Brute-force attack

Largo · February 28, 2018, 8:02pm

Hi,

I’m wondering, is it possible that one tries to guess my vault password using a dictionary or brute-force attack software?
Will it lock out for a defined duration after a defined number of incorrect password attempts?
some systems have a 5 seconds delay that one must wait before the next password attempt.

any thoughts?

Michael · February 28, 2018, 9:12pm

No, there’s no such function in cryptomator.
To avoid the risk of successful bruteforcing, don’t use weak passwords.

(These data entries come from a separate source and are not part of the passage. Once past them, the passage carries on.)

PR #843, opened 2019-10-14
fix: HttpResponse GZip content encoding equality change

### LINKED ISSUE #842: HttpResponse uses contains where it needs equals
```
         if (!returnRawInputStream
              && contentEncoding != null	              && contentEncoding != null
              && contentEncoding.contains("gzip")) {
```

"contains" is incorrect. This should be equals or perhaps equalsIgnoreCase with a trim, or something like that. However it shouldn't fire on foogzipbar.

egsavage:
Fixes #842 by having HttpResponse compare (case insensitive) the content-encoding against "gzip" and "x-gzip" (HTTP 1.1).

### DIFF
--- a/google-http-client/src/main/java/com/google/api/client/http/HttpResponse.java
+++ b/google-http-client/src/main/java/com/google/api/client/http/HttpResponse.java
@@ -80,6 +80,12 @@ public final class HttpResponse {
   /** Whether {@link #getContent()} should return raw input stream. */
   private final boolean returnRawInputStream;
 
+  /** Content encoding for GZip */
+  private static final String CONTENT_ENCODING_GZIP = "gzip";
+
+  /** Content encoding for GZip HTTP 1.1 */
+  private static final String CONTENT_ENCODING_XGZIP = "x-gzip";
+
   /**
    * Determines the limit to the content size that will be logged during {@link #getContent()}.
    *
@@ -330,7 +336,8 @@ public final class HttpResponse {
           String contentEncoding = this.contentEncoding;
           if (!returnRawInputStream
               && contentEncoding != null
-              && contentEncoding.contains("gzip")) {
+              && (CONTENT_ENCODING_GZIP.equalsIgnoreCase(contentEncoding.trim())
+                  || CONTENT_ENCODING_XGZIP.equalsIgnoreCase(contentEncoding.trim()))) {
             lowLevelResponseContent = new GZIPInputStream(lowLevelResponseContent);
           }
           // logging (wrap content with LoggingInputStream)
--- a/google-http-client/src/main/java/com/google/api/client/http/HttpResponse.java
+++ b/google-http-client/src/main/java/com/google/api/client/http/HttpResponse.java
@@ -335,8 +335,8 @@ public final class HttpResponse {
         try {
           // gzip encoding (wrap content with GZipInputStream)
           if (!returnRawInputStream && this.contentEncoding != null) {
-            final String oontentEncoding = this.contentEncoding.trim().toLowerCase(Locale.ENGLISH);
-            if (CONTENT_ENCODING_GZIP.equals(oontentEncoding) || CONTENT_ENCODING_XGZIP.equals(oontentEncoding)) {
+            String oontentencoding = this.contentEncoding.trim().toLowerCase(Locale.ENGLISH);
+            if (CONTENT_ENCODING_GZIP.equals(oontentencoding) || CONTENT_ENCODING_XGZIP.equals(oontentencoding)) {
               lowLevelResponseContent =
                   new ConsumingInputStream(new GZIPInputStream(lowLevelResponseContent));
             }
--- a/google-http-client/src/main/java/com/google/api/client/http/HttpResponse.java
+++ b/google-http-client/src/main/java/com/google/api/client/http/HttpResponse.java
@@ -26,6 +26,7 @@ import java.io.InputStream;
 import java.io.OutputStream;
 import java.lang.reflect.Type;
 import java.nio.charset.Charset;
+import java.util.Locale;
 import java.util.logging.Level;
 import java.util.logging.Logger;
 import java.util.zip.GZIPInputStream;
@@ -333,12 +334,12 @@ public final class HttpResponse {
         boolean contentProcessed = false;
         try {
           // gzip encoding (wrap content with GZipInputStream)
-          if (!returnRawInputStream
-              && this.contentEncoding != null
-              && (CONTENT_ENCODING_GZIP.equals(this.contentEncoding.trim())
-              || CONTENT_ENCODING_XGZIP.equals(this.contentEncoding.trim()))) {
-            lowLevelResponseContent =
-                new ConsumingInputStream(new GZIPInputStream(lowLevelResponseContent));
+          if (!returnRawInputStream && this.contentEncoding != null) {
+            final String oontentEncoding = this.contentEncoding.trim().toLowerCase(Locale.ENGLISH);
+            if (CONTENT_ENCODING_GZIP.equals(oontentEncoding) || CONTENT_ENCODING_XGZIP.equals(oontentEncoding)) {
+              lowLevelResponseContent =
+                  new ConsumingInputStream(new GZIPInputStream(lowLevelResponseContent));
+            }
           }
           // logging (wrap content with LoggingInputStream)
           Logger logger = HttpTransport.LOGGER;
--- a/google-http-client/src/main/java/com/google/api/client/http/HttpResponse.java
+++ b/google-http-client/src/main/java/com/google/api/client/http/HttpResponse.java
@@ -83,7 +83,7 @@ public final class HttpResponse {
   /** Content encoding for GZip */
   private static final String CONTENT_ENCODING_GZIP = "gzip";
 
-  /** Content encoding for GZip HTTP 1.1 */
+  /** Content encoding for GZip (legacy) */
   private static final String CONTENT_ENCODING_XGZIP = "x-gzip";
 
   /**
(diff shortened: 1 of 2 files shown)


google-http-client/src/main/java/com/google/api/client/http/HttpResponse.java
```diff
@@ -80,6 +80,12 @@
   /** Whether {@link #getContent()} should return raw input stream. */
   private final boolean returnRawInputStream;
 
+  /** Content encoding for GZip */
+  private static final String CONTENT_ENCODING_GZIP = "gzip";
+
+  /** Content encoding for GZip HTTP 1.1 */
+  private static final String CONTENT_ENCODING_XGZIP = "x-gzip";
```
elharo: Neat. Didn't know about this one. For the comment though, this is a legacy value, not the recommended value in HTTP 1.1.

google-http-client/src/main/java/com/google/api/client/http/HttpResponse.java
```diff
@@ -330,7 +336,8 @@ public InputStream getContent() throws IOException {
           String contentEncoding = this.contentEncoding;
           if (!returnRawInputStream
               && contentEncoding != null
-              && contentEncoding.contains("gzip")) {
+              && (CONTENT_ENCODING_GZIP.equalsIgnoreCase(contentEncoding.trim())
```
elharo: equalsIgnoreCase needs a character set; in this context UTF-8 probably works.

google-http-client/src/main/java/com/google/api/client/http/HttpResponse.java
```diff
@@ -330,7 +336,8 @@ public InputStream getContent() throws IOException {
           String contentEncoding = this.contentEncoding;
```
elharo: Existing i\ssue note: I don't see why we copy this into a local variable.

google-http-client/src/main/java/com/google/api/client/http/HttpResponse.java
egsavage: Please see latest commit.

google-http-client/src/main/java/com/google/api/client/http/HttpResponse.java
egsavage: I'm not sure where your concerns lie since Java Strings are UTF-16. Please advise.

google-http-client/src/main/java/com/google/api/client/http/HttpResponse.java
egsavage: Please see the latest commit.

egsavage:
> This needs a test case.

Please see the latest commit.

google-http-client/src/main/java/com/google/api/client/http/HttpResponse.java
```diff
@@ -333,12 +333,12 @@ public InputStream getContent() throws IOException {
...
         try {
           // gzip encoding (wrap content with GZipInputStream)
-          String contentEncoding = this.contentEncoding;
           if (!returnRawInputStream
-              && contentEncoding != null
-              && (CONTENT_ENCODING_GZIP.equalsIgnoreCase(contentEncoding.trim())
-                  || CONTENT_ENCODING_XGZIP.equalsIgnoreCase(contentEncoding.trim()))) {
-            lowLevelResponseContent = new GZIPInputStream(lowLevelResponseContent);
+                  && this.contentEncoding != null
+                  && (CONTENT_ENCODING_GZIP.equalsIgnoreCase(this.contentEncoding.trim())
```
elharo: needs a locale; case transformation depends on locale

google-http-client/src/test/java/com/google/api/client/http/HttpResponseTest.java
```diff
@@ -495,4 +495,30 @@ public LowLevelHttpResponse execute() throws IOException {
...
   }
+
+  public void testGetContent_otherEncodingWithgzipInItsName_GzipIsNotUsed() throws IOException {
+    final MockLowLevelHttpResponse mockResponse = new MockLowLevelHttpResponse();
+    mockResponse.setContent("abcd");
+    mockResponse.setContentEncoding("otherEncodingWithgzipInItsName");
+    mockResponse.setContentType("text/plain");
+
+    HttpTransport transport =
+            new MockHttpTransport() {
```
elharo: google style is two space indents with 4 spaces for a continuation line

google-http-client/src/main/java/com/google/api/client/http/HttpResponse.java
```diff
@@ -334,11 +334,11 @@ public InputStream getContent() throws IOException {
         try {
           // gzip encoding (wrap content with GZipInputStream)
           if (!returnRawInputStream
-                  && this.contentEncoding != null
-                  && (CONTENT_ENCODING_GZIP.equalsIgnoreCase(this.contentEncoding.trim())
-                      || CONTENT_ENCODING_XGZIP.equalsIgnoreCase(this.contentEncoding.trim()))) {
+              && this.contentEncoding != null
+              && (CONTENT_ENCODING_GZIP.equals(this.contentEncoding.trim())
```
elharo: I think per spec you need ignore case--correct me if I'm wrong about that--but you need to do it with the right locale, not necessarily the default.

chingor13: The header name is case-insensitive, header values are dependent on which field. For content encoding, valid values are a list of defined tokens [maintained by IANA](http://www.iana.org/assignments/http-parameters/http-parameters.xhtml#content-coding).

egsavage: @elharo , @chingor13 - I have another commit that has case-insensitive checks and hopefully addresses the prior locale issues mentioned. But given the recent point raised by @chingor13 , it seems that only the header NAME should be case-insensitive and not the actual values which I believe the current PR addresses.

Let me know if you'd like me to push the new commit to the branch.

google-http-client/src/main/java/com/google/api/client/http/HttpResponse.java
```diff
@@ -333,12 +334,12 @@ public InputStream getContent() throws IOException {
...
         try {
           // gzip encoding (wrap content with GZipInputStream)
-          if (!returnRawInputStream
-              && this.contentEncoding != null
-              && (CONTENT_ENCODING_GZIP.equals(this.contentEncoding.trim())
-              || CONTENT_ENCODING_XGZIP.equals(this.contentEncoding.trim()))) {
-            lowLevelResponseContent =
-                new ConsumingInputStream(new GZIPInputStream(lowLevelResponseContent));
+          if (!returnRawInputStream && this.contentEncoding != null) {
+            final String oontentEncoding = this.contentEncoding.trim().toLowerCase(Locale.ENGLISH);
```
elharo: google style doesn't use final on local variables except where required;

also oontent --> content

google-http-client/src/test/java/com/google/api/client/http/HttpResponseTest.java
```diff
@@ -461,6 +462,21 @@ public LowLevelHttpResponse execute() throws IOException {
   }
 
   public void testGetContent_gzipEncoding_finishReading() throws IOException {
+    do_testGetContent_gzipEncoding_finishReading("gzip");
+  }
+
+  public void testGetContent_gzipEncoding_finishReadingWithUppercaseContentEncoding() throws IOException {
```
elharo: needs `@Test`; writing the test first and making sure it fails helps avoid problems like this

google-http-client/src/test/java/com/google/api/client/http/HttpResponseTest.java
```diff
@@ -461,6 +462,21 @@ public LowLevelHttpResponse execute() throws IOException {
...
+    do_testGetContent_gzipEncoding_finishReading("GZIP");
+  }
+
+  public void testGetContent_gzipEncoding_finishReadingWithDifferentDefaultLocaleAndUppercaseContentEncoding() throws IOException {
```
elharo: needs `@Test`;

google-http-client/src/test/java/com/google/api/client/http/HttpResponseTest.java
```diff
@@ -461,6 +462,21 @@ public LowLevelHttpResponse execute() throws IOException {
...
+    Locale originalDefaultLocale = Locale.getDefault();
+    Locale.setDefault(Locale.JAPAN);
+    do_testGetContent_gzipEncoding_finishReading("GZIP");
+    Locale.setDefault(originalDefaultLocale);
+  }
+
+  private void do_testGetContent_gzipEncoding_finishReading(String contentEncoding) throws IOException {
     byte[] dataToCompress = "abcd".getBytes(StandardCharsets.UTF_8);
     byte[] mockBytes;
```
elharo: you can probably push this (and more) into the try block

google-http-client/src/test/java/com/google/api/client/http/HttpResponseTest.java
egsavage: This is an existing old test class using JUnit 3 method conventions thus the lack of the @Test annotation. It runs fine as-is.

google-http-client/src/test/java/com/google/api/client/http/HttpResponseTest.java
```diff
@@ -461,6 +462,21 @@ public LowLevelHttpResponse execute() throws IOException {
...
+
+  public void testGetContent_gzipEncoding_finishReadingWithUppercaseContentEncoding() throws IOException {
+    do_testGetContent_gzipEncoding_finishReading("GZIP");
+  }
+
+  public void testGetContent_gzipEncoding_finishReadingWithDifferentDefaultLocaleAndUppercaseContentEncoding() throws IOException {
+    Locale originalDefaultLocale = Locale.getDefault();
+    Locale.setDefault(Locale.JAPAN);
+    do_testGetContent_gzipEncoding_finishReading("GZIP");
+    Locale.setDefault(originalDefaultLocale);
```
elharo: this probably should be in a finally block so it's still reset if the test fails

google-http-client/src/test/java/com/google/api/client/http/HttpResponseTest.java
```diff
@@ -461,6 +462,21 @@ public LowLevelHttpResponse execute() throws IOException {
...
+    do_testGetContent_gzipEncoding_finishReading("gzip");
+  }
+
+  public void testGetContent_gzipEncoding_finishReadingWithUppercaseContentEncoding() throws IOException {
+    do_testGetContent_gzipEncoding_finishReading("GZIP");
+  }
+
+  public void testGetContent_gzipEncoding_finishReadingWithDifferentDefaultLocaleAndUppercaseContentEncoding() throws IOException {
+    Locale originalDefaultLocale = Locale.getDefault();
+    Locale.setDefault(Locale.JAPAN);
```
elharo: Try Turkish instead:
```
Locale turkish = Locale.forLanguageTag("tr-TR");
```

That's the one common language where i and I do not case like they do in English.

egsavage: I switched it to Turkish, but JAPAN in the existing code would have given an exception without the locale specification in the implementation.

Michael · February 28, 2018, 9:23pm

But nevertheless it’s of course a good idea to implement this function.

tobihagemann · February 28, 2018, 9:41pm

Regarding brute-force protection in Cryptomator: https://github.com/cryptomator/cryptomator/issues/320#issuecomment-239010414

Largo · March 1, 2018, 7:00am

hi, thanks for the prompt reply.
God damn hackers, they’ll always a way in.

privateBungo · March 1, 2018, 9:17am

The reason why brute force protection is not possible for Cryptomator is that the encrypted content and the master key are not stored in some kind of Cryptomator cloud.
Usually brute force protection works by the principle that you request information that is stored by a third party for example dropbox. Now dropbox can decide to give you access to this information or not based on a set of rules. This is where they can implement rules such as “after five tries you will have to wait half an hour”.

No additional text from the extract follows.